I taught school staff under fluorescent lights, their hands shaking over plastic mannequins while I repeated the same rules until they sounded less like instructions and more like prayer.

Center of the chest.

Hard and fast.

Call for help.

Do not stop until help arrives.

I was sixty-three years old when I learned that a lesson can outlive the person who teaches it.

My name matters less than the city does, because Cincinnati, Ohio, made me before retirement ever softened me.
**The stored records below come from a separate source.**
PR #12057, opened 2020-06-25
Make tile element direction accessible for scripts

tmstieff:
Add the direction field from the tile element class to the ScTileElement class passed to the

### DIFF
--- a/distribution/openrct2.d.ts
+++ b/distribution/openrct2.d.ts
@@ -420,6 +420,7 @@ declare global {
         baseHeight: number;
         clearanceHeight: number;
         isHidden: boolean; /** Take caution when changing this field, it may invalidate TileElements you have stored in your script. */
+        direction: 0 | 1 | 2 | 3;
     }
 
     interface SurfaceElement extends BaseTileElement {
--- a/distribution/openrct2.d.ts
+++ b/distribution/openrct2.d.ts
@@ -420,7 +420,6 @@ declare global {
         baseHeight: number;
         clearanceHeight: number;
         isHidden: boolean; /** Take caution when changing this field, it may invalidate TileElements you have stored in your script. */
-        direction: 0 | 1 | 2 | 3;
     }
 
     interface SurfaceElement extends BaseTileElement {
@@ -450,6 +449,8 @@ declare global {
 
         addition: number | null;
         isAdditionBroken: boolean;
+
+        direction: 0 | 1 | 2 | 3;
     }
 
     interface TrackElement extends BaseTileElement {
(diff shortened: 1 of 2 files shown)


duncanspumpkin:
You can't set a large tile element or park entrance rotation. It will really mess up a bunch of expectations. It's the reason you can't set them from the tile inspector.

Gymnasiast:
We should perhaps create a function `CanRotate()` on `TileElementBase` and have both the Tile Inspector and this new function call it.

IntelOrca:
I would only define `direction` on the tile element types that support it within `openrct2.d.ts`. Then as @duncanspumpkin said, make sure it only read / writes direction for those valid element types.

duncanspumpkin:
Reading the direction is still useful for all types. It's just the setting which is an issue.

tmstieff:
I think I would have to defer this feature to someone with more knowledge of the game data structures.

duncanspumpkin:
I did some more investigating and tracks seem to handle this safely after all. You can get in some weird situations with tracks but the game just prevents you from doing anything. For large scenery it will definitely cause issues if you rotate and delete parts so I would want large scenery to not have rotation. Park entrances I doubt anyone will notice too much rotation related issues.

distribution/openrct2.d.ts
```diff
@@ -449,6 +449,8 @@ declare global {
 
         addition: number | null;
         isAdditionBroken: boolean;
+
+        direction: 0 | 1 | 2 | 3;
```
IntelOrca, line 453: It might be nice to declare a type for this now. E.g.:
`type Direction = 0 | 1 | 2 | 3`

tmstieff: Good call, definitely clearer.

duncanspumpkin:
Is there no way to have the property readable but not writeable for the problem entries? I know at least one plugin developer was wanting to read the rotations for all elements.

tmstieff:
I can add a readonly direction field to the other elements. Do you know if it works as expected for the large scenery and path elements?

IntelOrca:
@duncanspumpkin yes, you can pass nullptr to the setter method.

src/openrct2/scripting/ScTile.hpp
```diff
@@ -1013,6 +1032,7 @@ namespace OpenRCT2::Scripting
                 ctx, &ScTileElement::isAdditionBroken_get, &ScTileElement::isAdditionBroken_set, "isAdditionBroken");
             dukglue_register_property(
                 ctx, &ScTileElement::isAdditionGhost_get, &ScTileElement::isAdditionGhost_set, "isAdditionGhost");
+            dukglue_register_property(ctx, &ScTileElement::direction_get, &ScTileElement::direction_set, "direction");
```
Broxzier, line 1035: This is added under the "Footpath only" section, but applies to all element types, right? This should be moved up to be listed under "All".

tmstieff: I missed that, I'll move it up.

I spent thirty-one years as a firefighter and paramedic there, and those years do not leave a man clean.

People like to imagine rescue work as bravery in a bright uniform.

Sometimes it is.

More often, it is smoke in your throat, blood under your fingernails, a mother screaming your name without knowing it, and the kind of silence that follows a failed pulse check.

I retired six years ago to a small house on a quiet street with a yard and not much else.

That is what I used to tell people.

A yard and not much else.

It was not quite true.

I had Max.

Max was a German Shepherd, four years old, broad through the chest, black-and-tan, with ears that made him look like he heard sins before they were committed.

He was a service dog, but not the kind people assumed when they saw him beside a retired paramedic.

He was not trained for my heart.

He was trained for my fear.

That is harder for some people to hear than heart trouble.